The Dutch Childhood Leukemia Study Group (DCLSG) performed a phase III study-Study (ALL) V-to evaluate the effectiveness of rubidomycin in induction therapy with vincristine, prednisone, and L-asparaginase for children (0-15 years) with standard risk acute lymphoblastic leukemia (ALL) (white blood cell [WBC] counts less than 50.10(9)/L, absence of mediastinal mass, and/or cerebromeningeal leukemia). Furthermore, the influence of initial patient and disease characteristics on the outcome was analyzed. Between May 1979 and December 1982, 240 patients entered the study and were randomized into two groups: group A (n = 122) received induction treatment with vincristine (VCR), prednisone (Pred), and L-asparaginase (L-Asp); for group B (n = 118), induction therapy consisted of VCR, Pred, L-Asp, and rubidomycin (Rub). All patients subsequently underwent cranial irradiation (doses adjusted to age) in combination with intrathecal methotrexate; maintenance therapy of 6-mercaptopurine and methotrexate for 5 weeks followed by vincristine and prednisone for 2 weeks was given for 24 months. The complete remission (CR) rate was similar in both groups (94.5%). Event-free survival (EFS) 5 years after diagnosis was higher in group B (62.5 +/- 4.5%) than in group A (54.7 +/- 4.5%), although the difference is not significant (p = 0.20). A high initial WBC (greater than or equal to 10.10(9)/L), age (greater than or equal to 10 years), a low platelet count (less than 100.10(9)/L), and a positive acid phosphatase reaction of the leukemic cells were unfavorable prognostic factors (p less than 0.05). Sex, French-American-British (FAB) classification group, immunophenotype, and treatment in specialized centers did not have a significant impact on event-free survival.

摘要

荷兰儿童白血病研究组(DCLSG)开展了一项III期研究——研究(ALL)V,以评估柔红霉素在联合长春新碱、泼尼松和L-天冬酰胺酶对标准风险急性淋巴细胞白血病(ALL)(白细胞[WBC]计数低于50×10⁹/L、无纵隔肿块和/或脑膜白血病)的0至15岁儿童进行诱导治疗中的有效性。
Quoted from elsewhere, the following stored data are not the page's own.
PR #13, opened 2022-03-31
handle undefined and empty string better

scytacki:
NaN and +/- Infinity are not supported by JSON. At some points we were saving NaN as the value and as that got serialized
and deserialized it was converted null.

### DIFF
--- a/src/diagram/models/variable.ts
+++ b/src/diagram/models/variable.ts
@@ -185,7 +185,9 @@ export const Variable = types.model("Variable", {
     self.inputB = newInputB;
   },
   setValue(newValue?: number) {
-    self.value = newValue;
+    // NaN and Infinity are not valid JSON, we can probably fix MST to handle this correctly
+    // but for now we just convert it to undefined to be safe.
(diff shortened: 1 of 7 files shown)


src/diagram/models/variable.ts
```diff
@@ -185,7 +185,9 @@ export const Variable = types.model("Variable", {
     self.inputB = newInputB;
   },
   setValue(newValue?: number) {
-    self.value = newValue;
+    // NaN and Infinity are not valid JSON, we can probably fix MST to handle this correctly
+    // but for now we just convert it to undefined to be safe.
+    self.value = newValue !== undefined && isFinite(newValue) ? newValue : undefined;
```
kswenson, line 190: I would use `!= null` for breadth of coverage although the distinction may not matter in this instance.

kswenson (approved):
👍LGTM

src/diagram/models/variable.ts
scytacki: Good point.

PR #14, opened 2022-04-11
expression support

scytacki:
This add expression evaluation. 

The modeling was already using mathjs expressions internally. So with this change the user can directly enter these expressions.

The main extra bit of work was parsing the input variable names from the expression. When the expression is evaluated it uses the input cards or nodes. So the variable names are converted from something like `` `car speed` `` to `input_0`

This doesn't handle the case well when the variable name changes. However when we switch to using chips, we'll have to deal with that. So we can punt that issue for now.


scytacki:
I was going to add more to this, like removing the operation pull down and handling better the case where there are unused inputs which aren't valid.  But I decided to put that off so I could get started on the multiple input modeling change.

eireland (approved):
Looks good

src/diagram/models/mathjs-utils.test.ts
```diff
@@ -0,0 +1,38 @@
...
+      const result = replaceInputNames("`var`", ["foo", "var"]);
+      expect(result).toBe("input_1");
+    });
+
+    it("replaces names without backticks", () => {
+      const result = replaceInputNames("var", ["var"]);
+      expect(result).toBe("input_0");
+    });
+
+    it("replaces names without backticks and mutltiple inputs", () => {
```
kswenson, line 20: "mutltiple" => "multiple"

src/diagram/models/mathjs-utils.test.ts
```diff
@@ -0,0 +1,38 @@
+import { replaceInputNames } from "./mathjs-utils";
+
+describe("mathjs-utils", () => {
+  describe("replaceInputNames", () => {
+    it("replaces backtick variables", () => {
+      const result = replaceInputNames("`var`", ["var"]);
+      expect(result).toBe("input_0");
+    });
+
+    it("replaces backtick variables with multiple inputs", () => {
```
kswenson, line 10: It shouldn't really matter, but since the primary use case for backtick variables is names with spaces there would be some illustrative value in demonstrating that in a test.

PR #15, opened 2022-04-12
181611282 variable card

eireland:
Changes the input mode from the variable form to directly into the variable card.


src/diagram/components/variable-form.tsx
```diff
@@ -1,80 +0,0 @@
...
-const _VariableForm: React.FC<IProps> = ({ variable }) => {
-  const onValueChange = (evt: any) => {
-    // if the value is null or undefined or empty just store undefined
-    if (evt.target.value == null || evt.target.value === "") {
-      variable.setValue(undefined);
-    } else {
-      // If the value is the empty string parseFloat turns that into NaN which
-      // we want to avoid.
-      variable.setValue(parseFloat(evt.target.value));
-    }
```
scytacki, line 18: @eireland this was something I changed that you should move over to the quantity-node.tsx. Basically it is checking for an `""` value as well.

src/diagram/components/quantity-node.tsx
```diff
@@ -1,96 +1,134 @@
...
         id="b"
       />
-      <div style={{padding: "10px"}}>
-        {nodeInside}
+      <div className="variable-info-container">
+        <input className="variable-info name" type="text" placeholder="name" value={variable.name || ""}
+            onMouseDown={e => e.stopPropagation()} onChange={onNameChange} data-testid="variable-name"/>
+        <div className="variable-info-value-unit">
+          <input className="variable-info value" type="number" placeholder="value" onChange={onValueChange} data-testid="variable-value"
+            value={shownValue !== undefined ? shownValue.toString() : ""} onMouseDown={e => e.stopPropagation()} />
```
scytacki, line 91: This will make it so I can't demo the changes the unit code which support. Converting units better. However I can show this in a different branch. So I think this is OK to merge, and we'll deal with it later.

scytacki (changes requested):
I found one issue that we missed when merging. 
I added better error checking in the form to prevent NaN from being saved as the number. 
So you should bring that bit of code over to the new form.

Issue #483, opened 2023-10-18
Generalization/Internationalization of l10n_fr_ecotaxe


dcorio:
Hi! Probably not the right place to ask about this...

Here in Italy we manage some excise duties in the very same way you manage ecotaxes.
I believe the same happens in other countries where excises are used to tax the import/export of special products like alcohol, batteries, petroleum derivatives or in general taxes base on weight, volume or other attributes.

Should we generalize the way OCA manage such taxes so each l10n-* project would share part of the code?

Cheers!

legalsylvain:
CC : @alexis-via could you take a look on this one ? 
thanks !

bealdav:
It seems to be a nice idea @mourad-ehm @alexis-via

bealdav:
Maybe we could put ecotax module here https://github.com/OCA/account-fiscal-rule

bealdav:
We now use account.tax for ecotax

https://github.com/OCA/account-fiscal-rule/pull/428 
https://github.com/OCA/account-fiscal-rule/pull/429

It's wip.

Could you have a quick look into.

cc @legalsylvain @dcorio

legalsylvain:
Hi @bealdav. No need to ping me on that topic. I don't use ecotax. (and really don't know how it works !) 
This one is for @akretion team !

rvalyi:
the work is largely done already in thr OCA/account-fiscal-rules repo. You can follow it here https://github.com/OCA/account-fiscal-rule/issues/453

I think this one can be closed meanwhile.

PR #553, opened 2024-06-05
[17.0] [REM] remove l10n_fr_ecotaxe

gurneyalex:
This should not have been merged, the modules are being generalized and moved to https://github.com/OCA/account-fiscal-rule

See #483


hparfr (approved):

gurneyalex:
@sbidoul Is this ok or will it have nasty side effects on pypi / weblate / others ?

Similar question for #552 (same PR on 16.0)

sbidoul:
@gurneyalex removing modules is fine. They will stay on PyPI though. If we want to discourage folks to install them, we have the option to yank the releases on PyPI.

sbidoul:
Ping me when it's merged, I'll check weblate as I'm not sure it handles removals.

gurneyalex:
@sbidoul both PRs merged

PR #555, opened 2024-06-07
[17.0][WIP] account_factoring_receivable_balance

dreispt:
Port from https://github.com/akretion/odoo-factoring/tree/16.0 and migration to 17.0
Related to https://github.com/akretion/odoo-factoring/issues/20


account_factoring_receivable_balance/models/subrogation_receipt.py
```diff
@@ -0,0 +1,265 @@
...
+            domain + [("move_id.currency_id", "=", journal.currency_id.id)]
+        )
+        lines.write({"subrogation_id": self.id})
+        vals = {"item_ids": [(6, 0, lines.ids)]}
+        if not self.statement_date:
+            statement = self.env["account.bank.statement"].search(
+                [
+                    ("journal_id.factor_type", "=", self.factor_type),
+                    ("journal_id.currency_id", "=", self.currency_id.id),
+                    ("state", "=", "confirm"),
```
max3903: @dreispt `account.bank.statement` has no `state` in version 17.0.

max3903:
@Murtaza-OSI @dreispt I was able to get move lines from invoices and generate the txt file with 101 lines.

I didn't get the move lines from credit notes, so no 102 lines.

Murtaza-SerpentCS:
> @Murtaza-OSI @dreispt I was able to get move lines from invoices and generate the txt file with 101 lines.
> 
> I didn't get the move lines from credit notes, so no 102 lines.

@max3903 file have 101 and 102 lines in .TXT file 
image

max3903:
@Murtaza-SerpentCS do you get those lines in the form view after clicking on "Calculate"?

Murtaza-OSI:
> @Murtaza-SerpentCS do you get those lines in the form view after clicking on "Calculate"?

Yes getting line 
fact

max3903:
@Murtaza-OSI Smart button is fixed and lines are correct in `line_ids`:

Screenshot-from-2024-06-13-20-02-41

CC: @dreispt

bealdav:
Thanks for porting this module. Nice Improvements

I asked myself if this module, is not generic enough to move an account OCA repository ?

Happy to hear there

bealdav:
@dreispt as I proposed `account_factoring_receivable_balance` can move to a non localization repo and other modules could stay here . What do you think ?

But it can be done at the end of your process here

dreispt:
@bealdav I agree in principle, but in the immediate term it is easier to work and refactor if they are in the same repo.
Once this is stabilized and before a merge, we can introduce those changes.

account_factoring_receivable_balance/models/subrogation_receipt.py
```diff
@@ -0,0 +1,237 @@
...
+    _inherit = ["mail.thread", "mail.activity.mixin"]
+    _check_company_auto = True
+    _rec_name = "factor_type"
+    _order = "target_date DESC"
+    _description = "Customer balance data for factoring"
+
+    factor_journal_id = fields.Many2one(
+        comodel_name="account.journal",
+        string="Journal",
+        domain="[('factor_type', '!=', False)," "('type', '=', 'bank')]",
```
bealdav, line 20: @dreispt 
In my experience (minor) but the journal associated to account.move used to send data to factor etablishment (invoices and credit notes) can be a `misc` one.
In this kind of journal you have not a lot settings, then it's less confusing to use this kind in a such context.
At least, we may consider to offer a choice.

A bank type is require to produce moves with statements data, that's not the same flow

Don't you think Daniel ?

dreispt: @bealdav Good question, this was something I struggled with.
For FactoFrance we need to also report the payments on Invoices.
So I settled with using a Bank journal, allowing you to post payments on factored invoices.

account_factoring_receivable_balance/models/res_partner.py
```diff
@@ -0,0 +1,14 @@
...
+
+from odoo import fields, models
+
+
+class Partner(models.Model):
+    _inherit = "res.partner"
+
+    factor_journal_id = fields.Many2one(
+        comodel_name="account.journal",
+        domain="[('factor_type', '!=', False)]",
```
bealdav, line 12: Required in multi-company environment
```suggestion
        domain="[('factor_type', '!=', False)]",
        company_dependent=True,
```

account_factoring_receivable_balance_factofrance/models/account_journal.py
```diff
@@ -0,0 +1,15 @@
...
+class AccountJournal(models.Model):
+    _inherit = "account.journal"
+
+    factor_type = fields.Selection(
+        selection_add=[("factofrance", "FactoFrance")],
+        ondelete={"factofrance": "set null"},
+    )
+    partner_identification_type = fields.Selection(
+        selection=[("1", "1 SIRET"), ("4", "4 TVA")],
+    )
```
bealdav, line 15: @dreispt  FYI in my repo I have made this settings to match with arbitrary factor keys.
image

https://github.com/akretion/odoo-factoring/pull/21/files#diff-2bf0078cef96b202cab38f4dcae616055927c9c3e252cc6f6b1f74a280737c02R18-R39

May be it could be generic ?

dreispt: IMO that is a bit complicated.
I would go for the simpler solution, and add those additional settings as fields, only visible for tis Factor Type.
Note that the "Factor Code" is really a "Factor Contract Number", so renaming it could make sense.

bealdav: It depends on your factor settings, in your case you only have one key but like any carrier dev you may have misc keys with unpredictable name or mean unshareable. If you have several factors for different companies in your ERP it becomes crazy.
But yes,  it could be not so generic.

dreispt: Well, the DB will have all those fields, but the user form would show only the relevant ones for the selected Factor.
Like what the shipping connectors do, as you pointed out.

bealdav: A matter of taste

account_factoring_receivable_balance/models/subrogation_receipt.py
rvalyi: > @bealdav Good question, this was something I struggled with.
> For FactoFrance we need to also report the payments on Invoices.
> So I settled with using a Bank journal, allowing you to post payments on factored invoices.

@dreis for Factofrance I strongly recommend you look at this other module I did initially, it is used in production since 3 years in a very big company and was designed for FactoFrance: https://github.com/akretion/odoo-factoring/tree/14.0/account_factoring

You can find a demo here: https://youtu.be/N7x7MtfEF1g?si=0FbU3P1O8Iv8MgzE

dreispt:
Rebased on recent 17.0 and added multi-company support.

PR #560, opened 2024-06-15
[BIG][16.0] account_banking_fr_lcr: add support for paper LCR, billet à ordre, Dailly, escompte, etc...

alexis-via:
So far, the module only supported LCR directes. This commit adds support for LCR acceptées and billets à ordres.


alexis-via:
Requires https://github.com/OCA/bank-payment/pull/1174

alexis-via:
Add button on customer invoices with payment mode code = 'fr_lcr' and fr_lcr_type = 'accepted' to get the paper letter of change as PDF.

 Add support for Dailly convention and cash discounts (escompte) with value date (date de valeur) on payment order (with default values on payment mode).

Add field on customer invoice to explicitely select the bank account of the customer that will be debited.

Improve CFONB file generation to be more compliant with the specs, in particular on references.

Add SIREN of company and customer in CFONB file if l10n_fr_siret module is installed and the SIREN field is set on the partner.

alexis-via:
lcr_short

此外,还分析了初始患者和疾病特征对结局的影响。1979年5月至1982年12月期间,240例患者进入该研究并被随机分为两组:A组(n = 122)接受长春新碱(VCR)、泼尼松(Pred)和L-天冬酰胺酶(L-Asp)的诱导治疗;B组(n = 118)的诱导治疗包括VCR、Pred、L-Asp和柔红霉素(Rub)。所有患者随后均接受了与鞘内甲氨蝶呤联合的头颅照射(剂量根据年龄调整);给予6-巯基嘌呤和甲氨蝶呤维持治疗5周,随后长春新碱和泼尼松治疗2周,持续24个月。两组的完全缓解(CR)率相似(94.5%)。诊断后5年的无事件生存率(EFS)在B组(62.5±4.5%)高于A组(54.7±4.5%),尽管差异无统计学意义(p = 0.20)。初始白细胞计数高(大于或等于10×10⁹/L)、年龄(大于或等于10岁)、血小板计数低(小于100×10⁹/L)以及白血病细胞酸性磷酸酶反应阳性是不良预后因素(p < 0.05)。性别、法美英(FAB)分类组、免疫表型以及在专科中心接受治疗对无事件生存率没有显著影响。